Они отхлебывают чай, и продолжают разговор.
– Я тоже пришла на авось, но поговорив, Елена Сергеевна предложила вести кружок "Мягкая игрушка", я и согласилась, на то что и вязание туда можно будет включить. Повезло нам.
– А сегодня ночью, – продолжила Ася, – при написании картины я вдруг осознала, что мой мизинец подходит только для этого занятия. Он ровно такого размера, чтобы я могла упираться им в холст. Не это ли и есть то самое, по которому можно определить предназначение жизни… Почему только сейчас я обратила на это внимание, – спокойно, даже через чур, без воодушевления, прозвучал голос, который не требовал ответа. И не поднимая руки с колен, она посмотрела на мизинец, немного приподняв его, и ответ на мучающие ночами вопрос, был перед глазами. Она даже немного улыбнулась, – А у других такого мизинца нет.
– Да, бывает же такое! – улыбаясь и кивая, отвечает ей уже другая подруга, – И вправду, мой мизинец куда длиннее.
Асе пришлось сравнить пальцы с подругами, а потом показать, как она держит кисть и упирается в холст.
– А что за картина?
– Ничего не вышло.
Ободряющие, долгие речи и вправду производили впечатление на подруг.

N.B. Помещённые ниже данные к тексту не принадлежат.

Issue #337, opened 2024-01-31
`update_{min,max}` fail if `val` is None


jonashaag:
### Apache Iceberg version

main (development)

### Please describe the bug 🐞

This code covers the case that `self.current_{min,max}` is None but not that `val` is None

https://github.com/apache/iceberg-python/blob/b7cf14e3b195064d8740b8f2ab306d8729e54dc2/pyiceberg/io/pyarrow.py#L1336-L1340

Fokko:
Thanks for raising this @jonashaag. This seems like a serious issue. Do you have a stack trace or some lines to reproduce it? That would be very helpful.

jonashaag:
Reproducer (here with strings)

```py
schema = Schema(NestedField(1, "col1", StringType(), required=False))
tbl = create_table(..., schema)
arrow_schema = schema_to_pyarrow(tbl.schema())
tbl.append(
    pyarrow.Table.from_pylist([{}], schema=arrow_schema)
)
```

jonashaag:
@Fokko @syun64 this didn't actually fix my bug, I can still reproduce

<img width="1029" alt="Screenshot 2024-02-06 at 09 42 12" src="https://github.com/apache/iceberg-python/assets/175722/5a0097e6-3c3c-444e-ae62-5a0f53f535b9">

syun64:
Hey, thank you for flagging this again. I think we must have misunderstood the problem at first:

the issue here is that current_{min, max} is not None and that val is None, possible because the minimum value within the row groups are different. 

`min(date(2024, 2, 4), None`

raises the same exception as above (the order of the comparison objects is reversed for the min operator).

I think the fix is clear here now that we understand the issue… @Fokko do you agree that we need to generate a next RC for this issue?

PR #350, opened 2024-02-01
Bug fix for writing empty df or null only columns

### LINKED ISSUE #348: Support Null Column Write in Unpartitioned Table
### Apache Iceberg version

main (development)

### Please describe the bug 🐞

Hi I noticed the existing append and overwrite functions would break if any column of the input arrow table consists only of nulls.  For example:

```
year_data = pa.array([None], type=pa.int64())
n_legs_data = pa.array([4], type=pa.int64())  # Assuming legs are always non-null and integer
animals_data = pa.array(["Flamingo"], type=pa.string())

# Create an arrow table with one column full of nulls
arrow_table_nulls = pa.Table.from_arrays([year_data, n_legs_data, animals_data], names=['year', 'n_legs', 'animals'])

catalog = load_catalog("lacus", **properties)
iceberg_table_nulls = catalog.load_table('test.append_arrow_with_nulls')
iceberg_table_nulls.append(arrow_table_nulls)
```
would break in the step of metadata collection of the written parquet file. 

The error looks like this:
```
...

/lib/python3.10/site-packages/pyiceberg/io/pyarrow.py in fill_parquet_file_metadata(data_file, parquet_metadata, stats_columns, parquet_column_mapping)
   1689 
   1690     for k, agg in col_aggs.items():
-> 1691         _min = agg.min_as_bytes()
   1692         if _min is not None:
   1693             lower_bounds[k] = _min

/lib/python3.10/site-packages/pyiceberg/io/pyarrow.py in min_as_bytes(self)
   1341 
   1342     def min_as_bytes(self) -> bytes:
-> 1343         return self.serialize(
   1344             self.current_min
   1345             if self.trunc_length is None

/lib/python3.10/site-packages/pyiceberg/io/pyarrow.py in serialize(self, value)
   1332 
   1333     def serialize(self, value: Any) -> bytes:
-> 1334         return to_bytes(self.primitive_type, value)
   1335 
   1336     def update_min(self, val: Any) -> None:

/lib/python3.10/functools.py in wrapper(*args, **kw)
    887                             '1 positional argument')
    888 
--> 889         return dispatch(args[0].__class__)(*args, **kw)
    890 
    891     funcname = getattr(func, '__name__', 'singledispatch function')

/lib/python3.10/site-packages/pyiceberg/conversions.py in _(_, value)
    183 @to_bytes.register(LongType)
    184 def _(_: PrimitiveType, value: int) -> bytes:
--> 185     return _LONG_STRUCT.pack(value)
    186 
    187 

error: required argument is not an integer
```

syun64:
There's two different flavors to this edge case:
1. Handling of Null only columns on write
2. Support for writing empty tables / dataframes that behaves consistently with Spark

Resolves https://github.com/apache/iceberg-python/issues/337
Resolves https://github.com/apache/iceberg-python/issues/348

### DIFF
--- a/pyiceberg/io/pyarrow.py
+++ b/pyiceberg/io/pyarrow.py
@@ -1339,7 +1339,10 @@ class StatsAggregator:
     def update_max(self, val: Any) -> None:
         self.current_max = val if self.current_max is None else max(val, self.current_max)
 
-    def min_as_bytes(self) -> bytes:
+    def min_as_bytes(self) -> Optional[bytes]:
+        if self.current_min is None:
+            return None
+
         return self.serialize(
             self.current_min
             if self.trunc_length is None
--- a/pyiceberg/table/__init__.py
+++ b/pyiceberg/table/__init__.py
@@ -982,14 +982,14 @@ class Table:
         if len(self.sort_order().fields) > 0:
             raise ValueError("Cannot write to tables with a sort-order")
 
-        data_files = _dataframe_to_data_files(self, df=df)
         merge = _MergingSnapshotProducer(
             operation=Operation.OVERWRITE if self.current_snapshot() is not None else Operation.APPEND,
             table=self,
         )
-
-        for data_file in data_files:
-            merge.append_data_file(data_file)
+        if df.shape[0] > 0:
+            data_files = _dataframe_to_data_files(self, df=df)
+            for data_file in data_files:
+                merge.append_data_file(data_file)
 
         merge.commit()
 
--- a/pyiceberg/table/__init__.py
+++ b/pyiceberg/table/__init__.py
@@ -946,10 +946,13 @@ class Table:
         if len(self.sort_order().fields) > 0:
             raise ValueError("Cannot write to tables with a sort-order")
 
-        data_files = _dataframe_to_data_files(self, df=df)
         merge = _MergingSnapshotProducer(operation=Operation.APPEND, table=self)
-        for data_file in data_files:
-            merge.append_data_file(data_file)
+
+        # skip writing data files if the dataframe is empty
+        if df.shape[0] > 0:
+            data_files = _dataframe_to_data_files(self, df=df)
+            for data_file in data_files:
+                merge.append_data_file(data_file)
 
         merge.commit()
 
--- a/tests/integration/test_writes.py
+++ b/tests/integration/test_writes.py
@@ -119,9 +119,8 @@ def session_catalog() -> Catalog:
 
 
 @pytest.fixture(scope="session")
-def arrow_table_with_null() -> pa.Table:
-    """PyArrow table with all kinds of columns"""
-    pa_schema = pa.schema([
+def pa_schema() -> pa.Schema:
+    return pa.schema([
         ("bool", pa.bool_()),
         ("string", pa.string()),
         ("string_long", pa.string()),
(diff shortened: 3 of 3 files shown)


tests/integration/test_writes.py
```diff
@@ -409,3 +537,53 @@ def test_invalid_arguments(spark: SparkSession, session_catalog: Catalog, arrow_
...
+    identifier = "default.arrow_table_summaries_with_only_nulls"
+
+    try:
+        session_catalog.drop_table(identifier=identifier)
+    except NoSuchTableError:
+        pass
+    tbl = session_catalog.create_table(identifier=identifier, schema=TABLE_SCHEMA, properties={'format-version': '1'})
+
+    tbl.append(arrow_table_without_data)
+    tbl.append(arrow_table_with_only_nulls)
```
jqin61, line 555: shall we add an overwrite as well since overwrite also breaks in the issue

pyiceberg/table/__init__.py
```diff
@@ -946,10 +946,13 @@ def append(self, df: pa.Table) -> None:
         if len(self.sort_order().fields) > 0:
             raise ValueError("Cannot write to tables with a sort-order")
 
-        data_files = _dataframe_to_data_files(self, df=df)
         merge = _MergingSnapshotProducer(operation=Operation.APPEND, table=self)
-        for data_file in data_files:
-            merge.append_data_file(data_file)
+
+        # skip writing data files if the dataframe is empty
```
Fokko, line 951: Does it make sense to produce a commit at all?

tests/integration/test_writes.py
```diff
@@ -142,6 +142,54 @@ def arrow_table_with_null() -> pa.Table:
     return pa.Table.from_pydict(TEST_DATA_WITH_NULL, schema=pa_schema)
 
 
+@pytest.fixture(scope="session")
+def arrow_table_without_data() -> pa.Table:
+    """PyArrow table with all kinds of columns"""
+    pa_schema = pa.schema([
```
Fokko, line 148: Should we put this schema in it's own fixture?

tests/integration/test_writes.py
```diff
@@ -142,6 +142,54 @@ def arrow_table_with_null() -> pa.Table:
...
+    return pa.Table.from_pylist([], schema=pa_schema)
+
+
+@pytest.fixture(scope="session")
+def arrow_table_with_only_nulls() -> pa.Table:
+    """PyArrow table with all kinds of columns"""
+    pa_schema = pa.schema([
+        ("bool", pa.bool_()),
+        ("string", pa.string()),
+        ("string_long", pa.string()),
```
Fokko, line 175: Seem to be identical?

pyiceberg/io/pyarrow.py
```diff
@@ -1339,7 +1339,10 @@ def update_min(self, val: Any) -> None:
     def update_max(self, val: Any) -> None:
         self.current_max = val if self.current_max is None else max(val, self.current_max)
 
-    def min_as_bytes(self) -> bytes:
+    def min_as_bytes(self) -> Optional[bytes]:
```
Fokko, line 1342: Interesting, it is only affecting the bytes?

Fokko (commented):
Thanks for picking this up @syun64 🙌

pyiceberg/table/__init__.py
syun64: Yeah interestingly that's the current behavior with spark:

where df is empty
```
df.writeTo("iceberg.test.empty").append()
rows = spark.sql(
    f"""
    SELECT operation, summary
    FROM iceberg.test.empty.snapshots
    ORDER BY committed_at ASC
"""
).collect()
rows
[Row(operation='append', summary={'spark.app.id': 'spark-application-1706807907810', 'changed-partition-count': '0', 'total-equality-deletes': '0', 'total-position-deletes': '0', 'total-delete-files': '0', 'total-files-size': '0', 'total-records': '0', 'total-data-files': '0'})]
```

tests/integration/test_writes.py
syun64: makes sense!

pyiceberg/io/pyarrow.py
syun64: It fails when we try to pack None values into certain structs like STRUCT_INT or STRUCT_LONG

```
>>> import struct
>>> struct.Struct("<i").unpack(None)
TypeError: a bytes-like object is required, not 'NoneType'
```

tests/integration/test_writes.py
syun64: I missed that, thank you! @jqin61

pyiceberg/table/__init__.py
Fokko: Got it, thanks for checking this 👍

pyiceberg/io/pyarrow.py
Fokko: Ah, I see. I didn't expand the code. Thanks!

pyiceberg/table/__init__.py
syun64: No problem!

Fokko (approved):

Но временами, после них наступала тишина. В воздухе зависал вопрос: что тогда не так? Ведь, по Асиным словам всё складывалось удачно. И всё же, слушая, даже при этих рассказах о странных, но счастливых совпадениях, почему-то хотелось приободрить еë. Картины у неё давно уже не писались. А по голосу, тихому, сдержанному, казалось, она была на грани потери сознания.
За окном уже стемнело. Что было ещë не обсуждено в предыдущие встречи, всплывало сейчас.
– … Самое непонятное для меня было мое имя, – вдруг решила поделится Ася, – Слишком непонятное и не подходящие, длинное. Настей я себя не чувствовала. Неуместное рядом со мной. И я каждый раз оборачивалась с удивлением, если кто-то звал меня так. И, наверное, поэтому с детства меня все называли Асей. Это было понятно. Но я всегда, как будто оправдывалась за этот выбор. Объясняя сначала своим учителям в школе, что – я просто Ася. Даже Ася Александровна звучит куда естественнее. И вот, когда я впервые вошла в кабинет изостудии, увидела семерых детей у мольбертов, у меня в голове опять возник этот самый вопрос: кем быть? Анастасией Александровной? Или просто Асей? Но тут же вспомнились слова директора, она сказала всего пару дней назад, что так нельзя, просто по имени. И я произнесла: “Здравствуйте. Я Ася Александровна. Мы с вами будем изучать композицию и писать то, что видим вокруг, чтобы быстрее познакомиться, предлагаю начать писать. Да, обратите внимание – писать. Художники, пишут свои картины. А мы теперь с вами настоящие художники. Посмотрите на натюрморт, который я вам сегодня приготовила. Синий куб. Достаем гуашь и лист бумаги. Я помогу вам закрепить их с помощью кнопки на мольберте”. И говоря все это, я ходила между рядами деревянных мольбертов. Установленных так, чтобы каждому юному художнику была видна композиция из куба, который лежал на белой ткани. Я так нервничала в первый день работы, устанавливала мольберты только час. Старалась говорить спокойно, но, наверное, говорила еле слышно, подозревала, что никто на второе занятие не придет.
А вот сегодня, по правде сказать, был ужасный случай, дети пишут, а тут врывается мама Ксюши, самой маленькой и говорит с разбегу: “У меня отец заслуженный художник России, мама тоже художник, я пишу, вся семья художники, а мой ребенок каракули какие-то у вас рисует. Почему вы не учите еë? Чем вы вообще тут занимаетесь?”, – и вырвав с мольберта рисунок, потрясла ещë немного перед собой… лист был мокрый от краски, она уже хотела сдернуть с табурета и дочку. Я напоминаю, что уже говорила: ей всего четыре года, она ещё слишком мала для занятий. А она отвечает: “Я в три рисовала и ничего, не умеете писать, так ещё других учите. Не будем больше к вам ходить”. Так и было. Я до сих пор в непонимание происходящего, наверное, я что-то должна была ответить ей. Пришлось ещë детей переключать с этой ужасной сцены, так неловко было.